For easier comparison, the location of the focused target of the camera was consistent with that of FBG. Two images (Figure 8(a)) of the target from different perspectives were used to obtain the 3D point cloud (Figure 8(b)). Then, the OD of each target was deduced for scale factor calculations, as shown in Figure 8(c). The lens used has a focal length of 100 mm. The acquisition frequency was 10 Hz. As shown in Figure 9(a), the captured images were affected by light spots. Then, with the light spot removal model, they were restored. Compared to the original image without a light spot at other times, it can be seen that the restored image is qualified. The original method, “[15] + sparse expression + coarse matching,” was used to extract the displacement from the original image, and the results are drawn using the blue line in Figure 9(b). To contrast against it, the improved method was applied to the restored images, and the displacement measurement result was described using the red line. Taking the results from FGB as a reference, it can be concluded that the abnormal data were effectively reduced by performing image restoration, and the noise level was controlled through the improved matching strategy. The displacement curves for several sections are shown in Figure 10(a). By extracting the deflections of different measuring points at the same time, the linearity of the deflection of the bridge can be obtained, as shown in Figure 10.

5. Conclusions

Two key problems, object distance measurement and light spot interference, which are often encountered in the process of camera-based structure displacement measurement, were studied. The main contributions of this study are as follows:(1)To overcome the limitations of the laser rangefinder, a fast and accurate object distance measurement method based on stereovision was suggested, which has the advantage of full-field multipoint synchronous calibration.(2)To protect the image quality from random light spots, the edge information of the degraded image was designed to be used for deep learning to achieve a better restoration effect.(3)To balance the matching speed and accuracy when images are degraded, a distance-weighted coarse-to-fine matching strategy was developed combining sparse representation.(4)Through the algorithm test, it was found that the introduction of edge priors causes the restored image to have a higher signal-to-noise ratio and a higher structural similarity with the original image. Compared with the template-matching method without considering image restoration, the sparse representation-based matching method has higher matching accuracy using the restored images, and using the coarse-fine matching strategy, the accuracy will be further improved.(5)The integrated algorithms above were applied to a concrete bridge, and the vertical displacement impacted by the normal traffic load was monitored. Compared with the algorithms before improvement, the results of the proposed method are closer to those of the FGB sensor and the noise level is lower.

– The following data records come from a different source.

PR #6694, opened 2025-04-13
Check in tribe loading that buildings don't have more than 3 workareas

bunnybot:
[Nordfriese](https://codeberg.org/Nordfriese)*[Mirrored from Codeberg](https://codeberg.org/wl/widelands/pulls/5054)*
*Created on Sun Apr 13 21:55:29 CEST 2025 by [**Benedikt Straub (Nordfriese)**](https://codeberg.org/Nordfriese)*

---

### Type of Change
Bugpatch

### Issue(s) Closed
Fixes a bug that recently appeared in the Europeans add-on: When a building has more than 3 workareas, it will load fine but Widelands crashes when trying to show them.

### New Behavior
Fail to load a tribe with such a building.

An alternative would have been to permit this and instead patch the workarea display code to treat all extra workareas as ring 3, but this would be the hackier approach IMHO and make for poor UI.
Tweaking the workarea code to fully support arbitrary higher numbers of workareas would be the best way to fix this but a lot harder.


hessenfarmer (approved):
LGTM
not tested

hessenfarmer:
@bunnybot update

hessenfarmer (approved):
Trested and working
@bunnybot merge

PR #6734, opened 2025-04-28
test checks for correct window

SimonHeimberg:
### Type of Change
Bugfix of a lua test

### Issue(s) Closed
Fixes -

### Old Behavior
Before `windows['sw1_name']` was checked (always same window name), which does never exist.

### New Behavior
Now the variable is used to check the window, so `windows[sw1_name]` is checked as later.


bunnybot (commented):
[tothxa](https://codeberg.org/tothxa)*[Mirrored from Codeberg](https://codeberg.org/wl/widelands/pulls/5094#issuecomment-4144202)*
*On Tue May 06 00:42:16 CEST 2025, [**Tóth András (tothxa)**](https://codeberg.org/tothxa) **approved** this pull request:*

Thanks for fixing my stupid mistake.

The failure is obviously unrelated, let's hope this run succeeds...

PR #6852, opened 2025-07-23
do not build installers on translation only changes in build.yaml

SimonHeimberg:
Translations are updated automatically frequently. Building installers for this changes is not really necessary.

### Type of Change
Enhancement of build system

### Issue(s) Closed
Fixes -

### New Behavior
Installers are not built if only translation files change. (They are changed by workflow .github/workflows/i18n.yaml)
This reduces load on build system.

This probably means that job "dev_release" copies all the old release binaries. Should it be skipped in this case?

### Possible Regressions
People downloading this installers _might_ miss current translations.

### Additional context
discussion started in https://github.com/widelands/widelands/pull/6314#issuecomment-3097260063
To be continued here.

### DIFF
--- a/.github/workflows/build.yaml
+++ b/.github/workflows/build.yaml
@@ -43,7 +43,9 @@ jobs:
               # not 'utils/download_asio.sh', called by install-dependencies.sh for some other arch
             - &installer
               - *src_cmake_dependencies
-              - 'data/**'
+              # data/ except of translations, because they change frequently
+              - 'data/!(i18n/translations)/**'
+              - 'data/*' # do not ignore files directly inside
             - &ubuntu_dependencies
               - *src_cmake_dependencies
               - 'utils/ubuntu/packages'


SimonHeimberg:
Start of discussion copied from #6314:

> > [tothxa](https://codeberg.org/tothxa)_[Mirrored from Codeberg](https://codeberg.org/wl/widelands/pulls/4677#issuecomment-5872264)_ _On Fri Jul 18 01:38:03 CEST 2025, [**Tóth András (tothxa)**](https://codeberg.org/tothxa) wrote:_
> > Ideally we shouldn't rebuild w*ndows and mac binaries either for translation updates, but `datadirversion` is a problem... (though we could replace the translations and repackage with the old datadirversion for the sake of the executable, but that could lead to problems for identifying problematic ones)
> 
> I propose to optimise triggering installers in a separate pr. When would the installers be built? Only when the binary will change? Then we could remove triggering on `data/**` altogether. (By the way, we also trigger on cmake/_codecheck_.) I would not worry too much about (data/)datadirversion . A developer will learn quickly how to adapt it from output of `widelands --version`.
> 
> Edit: I see, skipping "data/i18n/translations" for installers would help because translations are updated automatically frequently. And most of the few people using a dev installer will not care about translation changes (getting delivered with the installer). What problem would be with datadirversion when no installer is built when only translation changes? Or maybe problems with the job dev_release?

SimonHeimberg:
The pr ~is~ _was_ marked as draft because we should discuss. It could be applied.

hessenfarmer:
I believe datatdirversion would not be a problem as this is generated during build and can't desync imho. However I am afraid we would have no installers in latest dev release most of the time as we do cleanup files that are from a different commit afaik.    
So if we want to go this way we need to change the prerelase process as well.

SimonHeimberg:
I understand there would be installers from the latest version because missing ones are copied from the previous version (by job "dev_release"):
https://github.com/widelands/widelands/blob/eab012b8a5c34b6eb56bc72c2b530a7bfbb1868e/.github/workflows/build.yaml#L148-L152

They would include the old translations. In "Original filenames", they would show the real version. See "Original filenames" on https://github.com/widelands/widelands/releases/tag/latest

It could be a possibility to skip the job "pre-release" if no installer did run. The old files would remain, as it is this job which deletes the release (with the files) in
https://github.com/widelands/widelands/blob/eab012b8a5c34b6eb56bc72c2b530a7bfbb1868e/.github/workflows/build.yaml#L200-L202

Agree, users of those builds would not have newest translations.

PR #6860, opened 2025-07-30
test: stable_save with lunit warns

SimonHeimberg:
### Type of Change
Enhancement of test suite

### Old Behavior
stable_save() of stable_save.lua fails when called from a lunit test method,
and it hangs in case it is called when saving is disabled.

### New Behavior
stable_save() still fails, but before it prints a warning message in the log.
When it is called when saving is disabled, an assertion is raised instead of hanging till timeout.

### Possible Regressions
There should be none as stable_save() is used in the tests as it is supposed to.

### Additional context
stable_save() and lunit.run() can be used together.
But save may not be called while lunit.run() runs. (Only before and after.) So save is (normally) disabled before lunit.run() is started. In case enabling saving would get forgotten, there is an assertion now. In case stable_save() would get called from a test method, a warning gets printed before the crash. (In case a_game:save() gets called directly, there still is no warning.)

The failure message when saving from a test method looks like:
```
PANIC: unprotected error in call to Lua API (attempt to persist a light C function (0x55f27b133160) (root.__coroutine_registry[1].stack[26]))
```


bunnybot (commented):
[Nordfriese](https://codeberg.org/Nordfriese)*[Mirrored from Codeberg](https://codeberg.org/wl/widelands/pulls/5220#issuecomment-6193297)*
*On Sat Aug 09 13:49:08 CEST 2025, [**Benedikt Straub (Nordfriese)**](https://codeberg.org/Nordfriese) commented:*

LGTM, one comment inline

test/scripting/stable_save.lua
```diff
@@ -9,6 +9,12 @@ function stable_save(game, savename, desired_speed)
    print("###### stable_save: last save time " .. last_save_time)
 
    game.desired_speed = 1000
+   if lunit and lunit.stats and lunit.stats.run and
+   -- lunit     is loaded and   started running  and ...
```
bunnybot: [Nordfriese](https://codeberg.org/Nordfriese)*[Mirrored from Codeberg](https://codeberg.org/wl/widelands/pulls/5220#issuecomment-6193291)*
*Created on Sat Aug 09 13:49:09 CEST 2025 by [**Benedikt Straub (Nordfriese)**](https://codeberg.org/Nordfriese)*

---

Breaking the condition across multiple lines with comment lines between makes it hard to read, IMHO. Please keep the condition together and place the comment below it.

```lua
   if lunit and lunit.stats and lunit.stats.run and
         lunit.stats.run + lunit.stats.notrun < lunit.stats.tests then 
         -- lunit is currently running
```

bunnybot (commented):
[Nordfriese](https://codeberg.org/Nordfriese)*[Mirrored from Codeberg](https://codeberg.org/wl/widelands/pulls/5220#issuecomment-6294742)*
*On Wed Aug 13 10:15:21 CEST 2025, [**Benedikt Straub (Nordfriese)**](https://codeberg.org/Nordfriese) **approved** this pull request.*

PR #6869, opened 2025-08-18
optimize utils/build_deps.py

SimonHeimberg:
### Type of Change
Enhancement of a util

### New Behavior
On my system, the time for the this util goes from 2.5 sec to around 0.4 sec.
This does not help a lot on the build system,
but it helps if you run the script locally before a commit.

### How it Works
Checking for `someText in longText` is faster than matching several regexps which all contain someText. So check this before.

### Possible Regressions
?

### Additional context
Other commits are minor code optimisations.


bunnybot (commented):
[Nordfriese](https://codeberg.org/Nordfriese)*[Mirrored from Codeberg](https://codeberg.org/wl/widelands/pulls/5228#issuecomment-6613756)*
*On Wed Aug 20 19:53:01 CEST 2025, [**Benedikt Straub (Nordfriese)**](https://codeberg.org/Nordfriese) **approved** this pull request:*

LGTM :)

PR #6870, opened 2025-08-18
optimize utils/find_unused_includes.py

SimonHeimberg:
### Type of Change
Enhancement of a util

### New Behavior
On my system, the time for the this util goes from 5 sec to around 1 sec.
This does not help a lot on the build system,
but it helps if you run the script locally before a commit.

### How it Works
find_unused_includes.py caches results of one function

### Possible Regressions
?

### Additional context
Other commits are enhancements of output


bunnybot (commented):
[Nordfriese](https://codeberg.org/Nordfriese)*[Mirrored from Codeberg](https://codeberg.org/wl/widelands/pulls/5229#issuecomment-6613714)*
*On Wed Aug 20 19:45:57 CEST 2025, [**Benedikt Straub (Nordfriese)**](https://codeberg.org/Nordfriese) commented:*

Nice! I run this script frequently during feature development to keep my includes sane, so the speedup is much appreciated :)

Regarding non-existent includes, IMO they should be treated like other unused includes, and not as an error in the python util. If an include can't be found by the script then chances are it's the user who is doing something wrong, not the util.

SimonHeimberg:
Having a traceback on a user error is not helpful, agree.

bunnybot (commented):
[Nordfriese](https://codeberg.org/Nordfriese)*[Mirrored from Codeberg](https://codeberg.org/wl/widelands/pulls/5229#issuecomment-6640219)*
*On Thu Aug 21 13:32:05 CEST 2025, [**Benedikt Straub (Nordfriese)**](https://codeberg.org/Nordfriese) **approved** this pull request:*

LGTM :)

PR #6875, opened 2025-08-21
Remove default quantity of 0 as useless code

bunnybot:
[MarkMcWire](https://codeberg.org/MarkMcWire)*[Mirrored from Codeberg](https://codeberg.org/wl/widelands/pulls/5234)*
*Created on Fri Aug 22 01:35:18 CEST 2025 by [**MarkMcWire**](https://codeberg.org/MarkMcWire)*

---

This code (74e7ef0009ff2052fe63f59c13c1f7d6b8092269) is useless. It prevents a target value set via the wl.Descriptions():modify_unit("ware", "blackroot_flour", "target_quantity", "atlanteans") from being applied. This script takes effect only if no default target value is specified in units.lua. Otherwise, the default value overrules the modify_unit-use, no matter what modifications wl.Descriptions():modify_unit you make.


hessenfarmer (changes requested):
it is not useless but was set on purpose.

https://github.com/widelands/widelands/pull/3855/files

so this "fix" is not approvable imho. 

it needs to be fixed in our c++ part. so better open an issue on this describing that modify unit is not working as intended.

MarkMcWire:
I dont understand how a default target of 0 for flour enables demant check for blackroot.

0 tells the game, that the economy don't need any blackroot flour at all.

The mill itself has no check for blackroot flour. It produces it endless, even if it is not needed.

So deleting this line would not make any difference in the behavior of the game.

A target value makes only sense, if the mill would check the need for output.

PR #6883, opened 2025-09-04
Remove commas in end lines, changing translation text, adding comment about missing ware check

bunnybot:
[MarkMcWire](https://codeberg.org/MarkMcWire)*[Mirrored from Codeberg](https://codeberg.org/wl/widelands/pulls/5241)*
*Created on Fri Sep 05 00:53:14 CEST 2025 by [**MarkMcWire**](https://codeberg.org/MarkMcWire)*

---

Only beauty changes on code, no functional changes. I've started with the Amazons and will rework the other tribes as well. The last line in a program should end without a comma. Notes should refer to the current program. Missing product checks should be included as a note to make it clear that this is not a code error but a deliberate decision.


hessenfarmer:
AFAIR this is the second time you included a change that was already declined in a very cluttered big change. 
Please explain why we should not consider this as a malicious attempt. 
Although it can‘t have a Security effect here, this is exactly the method used by criminals to infiltrate Open Source projects

Issue #2020, opened 2019-09-09
Add Rivers and Waterfalls 


bunnybot:
A suggestion to add more realistic river graphics on the map was made by Astuur in the Graphics Forum (https://wl.widelands.org/forum/post/4677/)

"We have neither mountains nor rivers in the map. ... It might be different and more complicated with the rivers, because they need to be fishable and may at some time in the future carry rowing boats, footbridges or even wider bridges. I am not sure that immovables is the best approach here.
Created as immovables, we may have some bolders above the waterline, that would show some water current as a first step.That should be easy. 
Again we need a different set for all the worlds, and all orientations.
A different idea is to create a set of banks and middle-of-the-stream tiles as terrain types, but I unsure whether WL can accomodate them in the current form."

Graphics to indicate water movement such as rapids or whirlpools might be added as immovables.

In the same vein, animated waterfalls might be added to the map to add visual interest.

------------------------------------
Imported from Launchpad using lp2gh.

 * date created: 2015-02-05T03:59:43Z
 * owner: chuckw20
 * the launchpad url was https://bugs.launchpad.net/bugs/1418305

bunnybot:
(by chuckw20)
kapputnik made an attempt to introduce river graphics into the map editor (see forum post https://wl.widelands.org/forum/post/12378/).

His effort identified the obstacles currently faced in 
1) creating the graphics, 
2) positioning them on a map and 
3) adapting them to terrain elevations on a map.

Ideally, creating and placing rivers by map makers should be as easy as "drawing" them with a tool like terrain.  

Perhaps if rivers could be plotted in the Editor like roads in the game this could be achieved.

bunnybot:
(by franku)
> Perhaps if rivers could be plotted in the Editor like roads in the game this could be achieved.

Yes, this comes in my mind too. A nice to have:

1. select the graphic; while moving the mouse a shadow of this graphic follows the mouse so you could imagine where it is placed; after click the real graphic is set
2. a function to flip the graphic clockwise. In that case there has to be e.g. only one graphic for rivercorners. A rightclick flips the corner clockwise about 90 degrees to get each direction you want the river flows.

About Waterfalls: I think this not easy to animate because of the direction the water has to fall. With the actual technic you have to make an animation for waterfalls in each possible cardinal direction.

bunnybot:
(by sirver)
Right now, Widelands only has two concepts: fields (nodes) and edges (roads). Where would these graphics be painted? 

[...]

PR #6900, opened 2025-10-19
Allow bridgeable water type that is both swimmable and walkable

### LINKED ISSUE #5853: Waterway marker indicating impossible directions
Under some circumstances the waterway markers are shown although no waterway is possible in those directions.

Here no waterway can be build at the given waterway markers. The one in the east is impossible at all:

no_waterway

**To reproduce**
Load attached save game.
[waterway_issue.zip](https://github.com/widelands/widelands/files/11235033/waterway_issue.zip)

**Expected behavior**
The markers should show only possible directions.

**Version:**
 - OS: archlinux
 - Widelands Version: 1.2~git26120 (972ae31@watchwindow) Debug

bunnybot:
[tothxa](https://codeberg.org/tothxa)*[Mirrored from Codeberg](https://codeberg.org/wl/widelands/pulls/5260)*
*Created on Sun Oct 19 12:29:52 CEST 2025 by [**Tóth András (tothxa)**](https://codeberg.org/tothxa)*

---

### Type of Change
New feature

### Issue(s) Closed
https://www.widelands.org/forum/post/43680/
Re: #2020
Fixes: #5853

### New Behavior
It is possible to create areas where both ships and workers can pass. This allows navigable rivers that don't separate the land, as well as straits between large water bodies where land crossing is possible without blocking ship traffic. (just 2 sides of the same coin actually :)

### How it Works
The new `is=bridgeable` terrain type is both `kWater` and new type `kBridgeable`, which allows building roads and becomes walkable where there is a road.

### Possible Regressions
Pathfinding, road building

### Screenshots
oops, should've created some... coming soon

### Additional context
~Currently flags can be placed anywhere on bridgeable water, and thus bridges can join and cross each other, because that happens IRL too, and because I liked it this way.~

~If the consensus is that they shouldn't be allowed, then we also have to decide whether to:~
 - ~use the waterway building logic for bridges too, which requires new field action buttons and options for all combinations of switchig between all 3 types, so I think it would clutter the interface a lot~
 - ~or just simply disallow flags in the middle of bridges and leave it to the players whether they want to place the next flags on the banks or farther away, so it's somewhat inconsistent IMO that bridges on navigable water would be special in one way, but blend so much with plain roads in another way~

Flags are not allowed on bridgeable water, but not required at the banks either.


Fr-Dae:
news ?

Fr-Dae:
I don't know if this will help, but in various games that use a map editor (e.g. Tiberium Sun),

bridges had three parts:

a start/end section and a central section.
So whether the bridge is small or large, you just need to add sections, and it looks good.

Fr-Dae:
max is 12 like a naval road ?

PR #6907, opened 2025-10-28
WIP: Add arm64 architecture to Windows build matrix

sebgod:
### Type of Change
Build for arm64

### DIFF
--- a/.github/workflows/build_windows_msvc.yaml
+++ b/.github/workflows/build_windows_msvc.yaml
@@ -10,6 +10,13 @@ jobs:
       matrix:
         config: [Debug, Release]
         arch: [x64, x86, arm64]
+        include:
+          - arch: x64
+            archset: x64
+          - arch: x86
+            archset: x86
+          - arch: arm64
+            archset: amd64_arm64 
     name: Windows ${{ matrix.config }} ${{ matrix.arch }} Build (MSVC)
     runs-on: windows-2025
     env:
--- a/.github/workflows/build_windows_msvc.yaml
+++ b/.github/workflows/build_windows_msvc.yaml
@@ -71,7 +71,7 @@ jobs:
     - name: Configure MSVC development console
       uses: ilammy/msvc-dev-cmd@v1
       with:
-        arch: ${{ matrix.arch }}
+        arch: ${{ matrix.archset }}
     - name: Compiler
       env:
         VCPKG_ROOT: C:\vcpkg
--- a/.github/workflows/build_windows_msvc.yaml
+++ b/.github/workflows/build_windows_msvc.yaml
@@ -9,7 +9,7 @@ jobs:
       fail-fast: false
       matrix:
         config: [Debug, Release]
-        arch: [x64, x86]
+        arch: [x64, x86, arm64]
     name: Windows ${{ matrix.config }} ${{ matrix.arch }} Build (MSVC)
     runs-on: windows-2022
     env:
--- a/.github/workflows/build_windows_msvc.yaml
+++ b/.github/workflows/build_windows_msvc.yaml
@@ -11,7 +11,7 @@ jobs:
         config: [Debug, Release]
         arch: [x64, x86, arm64]
     name: Windows ${{ matrix.config }} ${{ matrix.arch }} Build (MSVC)
-    runs-on: windows-2022
+    runs-on: windows-2025
     env:
       VCPKG_ROOT: C:\vcpkg
       VCPKG_TARGET_TRIPLET: ${{ matrix.arch }}-windows-static
--- a/.github/workflows/build_windows_msvc.yaml
+++ b/.github/workflows/build_windows_msvc.yaml
@@ -18,7 +18,7 @@ jobs:
           - arch: arm64
             archset: amd64_arm64 
     name: Windows ${{ matrix.config }} ${{ matrix.arch }} Build (MSVC)
-    runs-on: windows-2025
+    runs-on: windows-2022
     env:
       VCPKG_ROOT: C:\vcpkg
       VCPKG_TARGET_TRIPLET: ${{ matrix.arch }}-windows-static


hessenfarmer:
I believe this simple fix won't work, as we need some libraries and we would need arm64 versions of them too.   
AFAIK our MSVC builds do use libraries build with MINGW as well.       
Furthermore we would need to run this on an Win on Arm Image to run our tests, to sucessfully build this.     
@sebgod have you tested this change locally before? On which host image? 
@cb/tothxa any idea on this?

Edit: anyhow I will activate the workflow to give it a try.

hessenfarmer:
As it is failing in the CI ( as expected) I suggest to close the PR and open an issue with the request to provide an windows on ARM version.

sebgod:
> I believe this simple fix won't work, as we need some libraries and we would need arm64 versions of them too. AFAIK our MSVC builds do use libraries build with MINGW as well. Furthermore we would need to run this on an Win on Arm Image to run our tests, to sucessfully build this. @sebgod have you tested this change locally before? On which host image? @cb/tothxa any idea on this?
> 
> Edit: anyhow I will activate the workflow to give it a try.

Hey thanks for looking into this. 
I will try compiling it on my Surface Pro 11 with a Snapdragon X.
Out of the box I am stuck with vcpkg only supporting manifest mode, whereas this project is using classic mode. I might have to use a non-Visual Studio supplied version

hessenfarmer:
well it seems the action "ilammy/msvc-dev-cmd@v1" is called with an invalid architecture alias, it should be amd64_arm64 to signify crosscompiling from x64 to arm64, so I believe the dev console is not correctly configured.       
    
Edit: furthermore from the log it seems that icu is not build for arm64,

sebgod:
Ah yes that would explain why it can't find the conpiler

Get Outlook for Android<https://aka.ms/AAb9ysg>
________________________________

hessenfarmer:
> Ah yes that would explain why it can't find the conpiler Get Outlook for Android<https://aka.ms/AAb9ysg>
> […](#)
>

Please do not provide any spam links here. 
Edit: ok I understand it is from your email, but please remove such signature links

.github/workflows/build_windows_msvc.yaml
```diff
@@ -9,9 +9,9 @@ jobs:
       fail-fast: false
       matrix:
         config: [Debug, Release]
-        arch: [x64, x86]
+        arch: [x64, x86, arm64]
```
hessenfarmer, line 12:
```suggestion
        arch: [x64, x86, arm64]
        include:
          - arch: x64
            archset: x64
          - arch: x86
            archset: x86
          - arch: arm64
            archset: amd64_arm64 
```

hessenfarmer: we could try this and use the archset in calling the "ilammy/msvc-dev-cmd@v1" action

.github/workflows/build_windows_msvc.yaml
```diff
@@ -9,9 +9,9 @@ jobs:
...
     name: Windows ${{ matrix.config }} ${{ matrix.arch }} Build (MSVC)
-    runs-on: windows-2022
+    runs-on: windows-2025
```
hessenfarmer: although this has to happen anyway in the future it does not help for this purpose

hessenfarmer:
@sebgod     
I did not want to insult you, but I am somewhat upset anout links in posts here.  So sorry if my reaction felt harsh to you.        
   
On topic: Did you make any progress? Meanwhile you might consider to add my proposed changes to your PR to see how our CI would react.

sebgod:
Applied those suggestions. Couldn't test this workflow in my fork because it fails to download the non-existent stuff from the cache

hessenfarmer:
> Applied those suggestions. Couldn't test this workflow in my fork because it fails to download the non-existent stuff from the cache

I'll activate the wrkflow now, so let's see what happens

hessenfarmer:
ok we are one step further.    
next peoblem is to have a arm64 tinygettext (and probably eris as well) variant.

hessenfarmer:
I just learned that github is providing a beta "windows-11-arm" runner. so instead of ading it to our normal MSVC workflow we should probably insert a new MSVC_Arm workflow.

hessenfarmer:
I finally succeeded to build an arm64 version with the github windows-11-arm runner unsing MSYS2.     
see https://github.com/widelands/widelands/pull/6911       
it still needs polishing. However I really would appreciate if @sebgod could test the build executable 
(https://github.com/widelands/widelands/actions/runs/19178003152/artifacts/4503135733) (you need to have the actual data directory in same directory as the exe - it doesn't work on my machine being marked as incompatible so I belive it might work on yours)
and the build installer 
(https://github.com/widelands/widelands/actions/runs/19178003152/artifacts/4503159143) (works on my machine so it might not work on arm machines or only in compat mode)

sebgod:
> I finally succeeded to build an arm64 version with the github windows-11-arm runner unsing MSYS2. see #6911 it still needs polishing. However I really would appreciate if @sebgod could test the build executable (https://github.com/widelands/widelands/actions/runs/19178003152/artifacts/4503135733) (you need to have the actual data directory in same directory as the exe - it doesn't work on my machine being marked as incompatible so I belive it might work on yours) and the build installer (https://github.com/widelands/widelands/actions/runs/19178003152/artifacts/4503159143) (works on my machine so it might not work on arm machines or only in compat mode)

Hey this is good news I will try this out later this week, sorry I am a bit held up with `$DAYJOB`

hessenfarmer:
> 
> Hey this is good news I will try this out later this week, sorry I am a bit held up with `$DAYJOB`

@sebgod may I ask if you found some time to test the armbuild?   
in any case would you mind closing this PR?

ArminiusTux:
Thank you for releasing native arm64 builds for Wndows. 
I will update the link at [this repository](https://armrepo.ver.lt/?search=Widelands).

In conclusion, this study is beneficial in promoting image-based displacement measurement technology to adapt to the complex environment. Comprehensive attention will be given to other possible factors in the future.

Data Availability

The image data used to support the findings of this study are currently under embargo, while the research findings are commercialized.

Conflicts of Interest

The authors declare that they have no conflicts of interest.

Acknowledgments

The research presented was financially supported by the National Key Research and Development Program of China (2020YFC1511900).